Crossed product approach to equivariant localization algebras

TL;DR

This paper connects the gamma element method with Roe and Yu's localization algebras for the Baum--Connes conjecture, showing their equivalence and applying this to extend proofs for CAT(0)-cubical groups.

Contribution

It establishes an equivalence between the gamma element approach and controlled algebraic methods, and extends Baum--Connes conjecture proofs to non-cocompact CAT(0)-cubical groups.

Findings

The forget-control map equals the Baum--Connes assembly map.

The gamma element method can be described via controlled algebraic perspective.

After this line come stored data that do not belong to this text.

PR #6022, opened 2026-07-26
Bug fix 2 in text insertion logic in rtext.c

SewerynKaminski:
Fixed nasty bug, text after insertion is deleted


raysan5:
@SewerynKaminski thansk for the review

Issue #59, opened 2018-01-09
add statusText/reason/message to Response


ILLKO:
very common, how to name it better?

| lib  | int  | text  | 
| --- | --- | --- |
| sttp  | code  |  add statusText/reason/message? |   
| js fetch  |  status | statusText  |   
| gigahorse  | status  | statusText |   
| akka http | StatusCode.intValue | StatusCode.reason |
| HttpURLConnection | getResponseCode | getResponseMessage |
| asynchttpclient | getStatusCode | getStatusText |
| okhttp3 | code | message |

adamw:
Released in 1.1.5. Thanks @intracer !

adamw:
sorry, 1.1.4 :)

PR #60, opened 2018-01-09
add status message to Response #59

intracer:


ILLKO:
It is not the whole status line, just the element "3. A status text" (as called in js fetch, gigahorse and asynchttpclient). I called it message as sttp seamed to folllow java's HttpURLConnection and rename getResponseCode to code, hence getResponseMessage to message.

adamw:
@ILLKO then maybe call it `statusText`? I think that `message` might be too general and can lead to confusion, as to what this actually is. `statusText` is rather unambiguous.

intracer:
renamed to statusText

PR #61, opened 2018-01-24
Allow SttpBackendStub to accept monad with response

amorfis:
This is the only way not to hold thread busy when testing with SttpBackendStub and Futures with long response time (to test, well, scenario when server takes a long time to respond).

### DIFF
--- a/core/src/main/scala/com/softwaremill/sttp/testing/SttpBackendStub.scala
+++ b/core/src/main/scala/com/softwaremill/sttp/testing/SttpBackendStub.scala
@@ -103,11 +103,16 @@ class SttpBackendStub[R[_], S] private (
     def thenRespondWithCode(code: Int,
                             msg: String = ""): SttpBackendStub[R, S] = {
       val body = if (code >= 200 && code < 300) Right(msg) else Left(msg)
-      thenRespondWithMonad(rm.unit(Response(body, code, msg, Nil, Nil)))
+      thenRespond(Response(body, code, msg, Nil, Nil))
     }
     def thenRespond[T](body: T): SttpBackendStub[R, S] =
-      thenRespondWithMonad(
-        rm.unit(Response[T](Right(body), 200, "OK", Nil, Nil)))
+      thenRespond(Response[T](Right(body), 200, "OK", Nil, Nil))
+    def thenRespond[T](resp: => Response[T]): SttpBackendStub[R, S] = {
+      val m: PartialFunction[Request[_, _], R[Response[_]]] = {
+        case r if p(r) => rm.unit(resp)
+      }
+      new SttpBackendStub(rm, matchers.orElse(m), fallback)
+    }
     def thenRespondWithMonad(resp: => R[Response[_]]): SttpBackendStub[R, S] = {
       val m: PartialFunction[Request[_, _], R[Response[_]]] = {
         case r if p(r) => resp
--- a/core/src/main/scala/com/softwaremill/sttp/testing/SttpBackendStub.scala
+++ b/core/src/main/scala/com/softwaremill/sttp/testing/SttpBackendStub.scala
@@ -28,7 +28,7 @@ import scala.util.{Failure, Success, Try}
   */
 class SttpBackendStub[R[_], S] private (
     rm: MonadError[R],
-    matchers: PartialFunction[Request[_, _], Response[_]],
+    matchers: PartialFunction[Request[_, _], R[Response[_]]],
     fallback: Option[SttpBackend[R, S]])
     extends SttpBackend[R, S] {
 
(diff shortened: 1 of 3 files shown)


core/src/main/scala/com/softwaremill/sttp/testing/SttpBackendStub.scala
```diff
@@ -99,12 +103,13 @@ class SttpBackendStub[R[_], S] private (
     def thenRespondWithCode(code: Int,
                             msg: String = ""): SttpBackendStub[R, S] = {
       val body = if (code >= 200 && code < 300) Right(msg) else Left(msg)
-      thenRespond(Response(body, code, msg, Nil, Nil))
+      thenRespondWithMonad(rm.unit(Response(body, code, msg, Nil, Nil)))
     }
     def thenRespond[T](body: T): SttpBackendStub[R, S] =
-      thenRespond(Response[T](Right(body), 200, "OK", Nil, Nil))
-    def thenRespond[T](resp: => Response[T]): SttpBackendStub[R, S] = {
```
adamw: Can't the `thenRespond(=> Response[T])` variant be kept as-is?

core/src/main/scala/com/softwaremill/sttp/testing/SttpBackendStub.scala
```diff
@@ -99,12 +103,13 @@ class SttpBackendStub[R[_], S] private (
...
-      val m: PartialFunction[Request[_, _], Response[_]] = {
+      thenRespondWithMonad(
+        rm.unit(Response[T](Right(body), 200, "OK", Nil, Nil)))
+    def thenRespondWithMonad(resp: => R[Response[_]]): SttpBackendStub[R, S] = {
```
adamw: And maybe an overloaded version of `thenRespond(=> R[Response[_]])` would work as well?

core/src/main/scala/com/softwaremill/sttp/testing/SttpBackendStub.scala
```diff
@@ -159,13 +164,19 @@ object SttpBackendStub {
...
-    r.body match {
-      case Left(_) => r
-      case Right(body) =>
-        val newBody: Any = tryAdjustResponseBody(ra, body).getOrElse(body)
-        r.copy(body = Right(newBody))
+  private[sttp] def tryAdjustResponseType[DesiredRType, RType, M[_]](
+      rm: MonadError[M],
+      ra: ResponseAs[DesiredRType, _],
+      m: M[Response[RType]]): M[Response[DesiredRType]] = {
+    rm.map[Response[RType], Response[DesiredRType]](m) { r =>
```
adamw: [minor] probably could be a bit shorter by just saying `.map { _.body match { ... `

core/src/test/scala/com/softwaremill/sttp/testing/SttpBackendStubTests.scala
```diff
@@ -155,6 +157,25 @@ class SttpBackendStubTests extends FlatSpec with Matchers with ScalaFutures {
 
   }
 
+  it should "not hold the calling thread when passed a future monad" in {
```
adamw: I'm not sure this is a good test ... the fact that the calling thread isn't held is ensured by the way the `Future` is constructed - not by anything in sttp itself. For this test to fail sttp would need to block on futures somewhere, which would be very hard to do given the generic `Monad` implementation :)

Maybe a better test case here would be that when using `.thenRespondWithMonad`, the specified response is indeed returned, when the future returned by `.send` completes?

amorfis: That was my first attempt. Getting `Future` from `.send` and checking if that was the same as passed to `.thenRespondWithMonad`. However, it was not the same because of mapping in `SttpBackendStub.tryAdjustResponseType` (line 171).

Unless you mean just testing basic functionality of `.thenRespondWithMonad`? It's true that it's hard to block on future in a case we have here. It's all because that was our test scenario, which STTP was not feasible for, thus the change :)

core/src/main/scala/com/softwaremill/sttp/testing/SttpBackendStub.scala
amorfis: How? We use `r` in both match cases.

core/src/main/scala/com/softwaremill/sttp/testing/SttpBackendStub.scala
amorfis: Unfortunately, this throws StackOverflowError, because after type erasure it matches `.thenRespond(body: T)`, which calls `.thanRespond` then, which matches `.thenRespond(body: T)`... 

We could change the name of method with `body: T` parameter, but I don't think that's a good idea ;)

core/src/main/scala/com/softwaremill/sttp/testing/SttpBackendStub.scala
amorfis: Indeed it can and should. My mistake.

core/src/main/scala/com/softwaremill/sttp/testing/SttpBackendStub.scala
adamw: True :)

core/src/test/scala/com/softwaremill/sttp/testing/SttpBackendStubTests.scala
adamw: I meant testing the basic functinality of `.thenRespondWithMonad`. I don't think it matters if it's the exact same future or not :)

core/src/main/scala/com/softwaremill/sttp/testing/SttpBackendStub.scala
adamw: Ah right. Well, we'll have to live with that ;)

core/src/test/scala/com/softwaremill/sttp/testing/SttpBackendStubTests.scala
amorfis: Test for response retrieved from Monad added

adamw:
Released in 1.1.5 with slight naming modifications

PR #75, opened 2018-03-27
Added overloaded thenRespondWrapped which can return response monad but takes request as parameter

amorfis:
…ut takes request as parameter


adamw:
Released in 1.1.12

PR #79, opened 2018-04-19
Improve documentation for fs2

lancelet:
It took me a while to discover that `fs2` provides a streaming backend for `cats.effect.IO`. This PR expands the documentation for the `asynchttpclient` backend to cover `fs2` in the same way as Monix.

- Add fs2 dependencies and implicit backend val.
- Add fs2 streaming example.
- Fix Monix request example to include the implicit backend val.


lancelet:
(PS: AFAICT, the build failure is not related to this documentation-only change.)

adamw:
Thanks! Indeed, that section of the documentation was lacking :)

The build failure is unrelated, it's something that happens only on Travis, didn't have time yet to debug ;)

PR #82, opened 2018-04-23
Make max redirects configurable

n4to4:
It would be nice if `maxRedirects` was configurable.

### DIFF
--- a/core/src/main/scala/com/softwaremill/sttp/RequestT.scala
+++ b/core/src/main/scala/com/softwaremill/sttp/RequestT.scala
@@ -229,6 +229,9 @@ case class RequestT[U[_], T, +S](
   def followRedirects(fr: Boolean): RequestT[U, T, S] =
     this.copy(options = options.copy(followRedirects = fr))
 
+  def maxRedirects(n: Int): RequestT[U, T, S] =
+    this.copy(options = options.copy(maxRedirects = n))
+
   def tag(k: String, v: Any): RequestT[U, T, S] =
     this.copy(tags = tags + (k -> v))
 
@@ -281,4 +284,8 @@ class SpecifyAuthScheme[U[_], T, +S](hn: String, rt: RequestT[U, T, S]) {
     rt.header(hn, s"Bearer $token")
 }
 
-case class RequestOptions(followRedirects: Boolean, readTimeout: Duration)
+case class RequestOptions(
+    followRedirects: Boolean,
+    readTimeout: Duration,
+    maxRedirects: Int = FollowRedirectsBackend.MaxRedirects
+)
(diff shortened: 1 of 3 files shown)


core/src/main/scala/com/softwaremill/sttp/RequestT.scala
```diff
@@ -229,6 +229,9 @@ case class RequestT[U[_], T, +S](
   def followRedirects(fr: Boolean): RequestT[U, T, S] =
     this.copy(options = options.copy(followRedirects = fr))
 
+  def maxRedirects(n: Int): RequestT[U, T, S] =
+    this.copy(options = options.copy(maxRedirects = n))
```
adamw: Maybe this should interact with `followRedirects` as well? If you are setting `maxRedirects`, then you probably also want to follow redirects?

Going a bit further, maybe it would make sense to have a single `redirects: Option[Int]` field, so that the state `followRedirects = true, maxRedirects = X` is not possible to represent? But maybe that would be not so obvious looking at the API ...

n4to4: Makes sense. Adding `followRedirects = true` should look better.

Now I have another concern though, what should we do if a negative count is passed? Maybe we should just set `followRedirects = true, maxRedirects = FollowRedirectsBackend.MaxRedirects`? I assume throwing an exception just for constructing request is a bad idea. (not sure)

Regarding API, I've researched a little about other Scala/Java HTTP libraries. Only `async-http-client` has similar config API as `sttp` and configurable maxRedirects, though. (`http4s`'s API looks a bit different)
Since `async-http-client` is the background for `sttp`, I think it is reasonable to have Boolean and Int to configure `followRedirects` and `maxRedirects`. What do you think?

| library                | follow redirects?   | max redirect count |
|------------------------|---------------------|--------------------|
| [async-http-client][1] | `boolean` in config | `int` in config    |
| [http4s][2]            | Use `FollowRedirect` middleware | `Int` parameter |
| [dispatch][3]          | `Boolean` parameter | N/A                |
| [scalaj-http][4]       | `Boolean` parameter | N/A                |

[1]: https://github.com/AsyncHttpClient/async-http-client/blob/async-http-client-project-2.4.5/client/src/main/java/org/asynchttpclient/DefaultAsyncHttpClientConfig.java#L134-L135
[2]: https://github.com/http4s/http4s/blob/v0.18.9/client/src/main/scala/org/http4s/client/middleware/FollowRedirect.scala#L42
[3]: https://github.com/dispatch/reboot/blob/v0.14.0/core/src/main/scala/requests.scala#L454-L459
[4]: https://github.com/scalaj/scalaj-http/blob/2.3.0/src/main/scala/scalaj/http/Http.scala#L70

adamw:
released as 1.1.13, thanks!

PR #86, opened 2018-05-03
Separated out the project dependencies from build.sbt to Dependencies…

dagaharshit:
This commit will take out all the external library dependencies into a new file such that it would be easier to maintain all the external dependencies.

### DIFF
--- a/project/Dependencies.scala
+++ b/project/Dependencies.scala
@@ -1,0 +1,90 @@
+import sbt._
+
+object Dependencies {
+
+  import Versions._
+
+  val akkaHttp = "com.typesafe.akka" %% "akka-http" % akkaHttpVersion
+
+  val akkaStreams = "com.typesafe.akka" %% "akka-stream" % akkaStreamsVersion
+
+  val akkaStreamProvided = "com.typesafe.akka" %% "akka-stream" % akkaStreamsVersion % "provided"
+
+  val asyncHttpClient = "org.asynchttpclient" % "async-http-client" % asyncHttpClientVersion
+
+  val brave = "io.zipkin.brave" % "brave" % braveVersion
+
+  val braveInstrumentationHttp = "io.zipkin.brave" % "brave-instrumentation-http" % braveVersion
+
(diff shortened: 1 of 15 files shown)


adamw:
Thanks! Though I must admit I'm not a fan of such a separation - for example, you can't see what are the dependencies for specific modules. But maybe other might weight in with their comments?

annabee:
I prefer having dependencies in a separate file too (much easier to read), but I would separate them logically into collections corresponding to modules.

project/Dependencies.scala
```diff
@@ -0,0 +1,82 @@
...
+
+  val betterFiles = "com.github.pathikrit" %% "better-files" % betterFilesVersion
+
+  val logbackClassic = "ch.qos.logback" % "logback-classic" % logbackClassicVersion
+
+  /**
+    * Libraries to be used in Test.........
+    */
+
+  val braveInstrumentationHttpTest = "io.zipkin.brave" % "brave-instrumentation-http-tests" % braveVersion
```
annabee: I would suggest using `% test` when declaring the dependencies. I think it makes more sense.

project/Dependencies.scala
```diff
@@ -0,0 +1,82 @@
+import sbt._
+import Keys._
+
+object Dependencies {
+
+  val scalaVer = "2.12.6"
```
annabee: What do you think about factoring the version numbers into a separate Version object?

project/Dependencies.scala
dagaharshit: I've updated them.

project/Dependencies.scala
dagaharshit: Moved to Versions object in same file.

dagaharshit:
Hi @annabee. I have made the required changes. Requesting you to kindly review. Thanks !

darkfrog26:
I also prefer dependencies to be in the `build.sbt` file as it makes it a particular pain for people just taking a look at the project for the first time trying to decide what dependencies it has.

adamw:
Closing for now due to lack of feedback.

PR #99, opened 2018-05-31
Add constants for common HTTP header names, media types, and status codes

### LINKED ISSUE #88: Provide constants for standard http values
It would be handy to have constants for standard http values like header names, status codes, content types, etc. 

Play exposes these via https://github.com/playframework/playframework/blob/master/framework/src/play/src/main/scala/play/api/http/StandardValues.scala

Have you considered providing these?

jsw:
This resolves #88 

This adds trait/object pairs for HTTP header names, media types, and status codes.

### Header Names
A complete list of header names is [here](https://www.iana.org/assignments/message-headers/message-headers.xml#perm-headers), though not sure it's worth adding all of them, so I started with the set defined by [Play](https://github.com/playframework/playframework/blob/5f576efda61d9a1bd4cd27215e1fe221ddbaa3a9/framework/src/play/src/main/scala/play/api/http/StandardValues.scala#L237). I'm open to using a different source.

### Media Types
A complete list of media types is [here](https://www.iana.org/assignments/media-types/media-types.xhtml), though not sure it's worth adding all of them, so I started with the set defined by [Play](https://github.com/playframework/playframework/blob/5f576efda61d9a1bd4cd27215e1fe221ddbaa3a9/framework/src/play/src/main/scala/play/api/http/StandardValues.scala#L101). I'm open to using a different source.

### Status Codes
This was easy to use the complete list defined [here](https://www.iana.org/assignments/http-status-codes/http-status-codes.xhtml). I did not include any non-standard ones like 418, 420, etc.

Note I had to change the imports to `BasicTests.scala` to avoid conflict with `StatusCodes` and `MediaTypes`.


jsw:
I'm not sure what happened, but my fork is way behind, possibly because I already had the repo forked from previous commits. I think I'll just recreate this PR from scratch...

The proof of Baum--Connes conjecture with coefficients is extended to non-cocompact CAT(0)-cubical groups.

Abstract

The goal of this article is to provide a bridge between the gamma element method for the Baum--Connes conjecture (the Dirac dual-Dirac method) and the controlled algebraic approach of Roe and Yu (localization algebras). For any second countable, locally compact group G, we study the reduced crossed product algebras of the representable localization algebras for proper G-spaces. We show that the naturally defined forget-control map is equivalent to the Baum--Connes assembly map for any locally compact group G and for any coefficient G-C*-algebra B. We describe the gamma element method for the Baum--Connes conjecture from this controlled algebraic perspective. As an application, we extend the recent new proof of the Baum--Connes conjecture with coefficients for CAT(0)-cubical groups to the non-cocompact setting.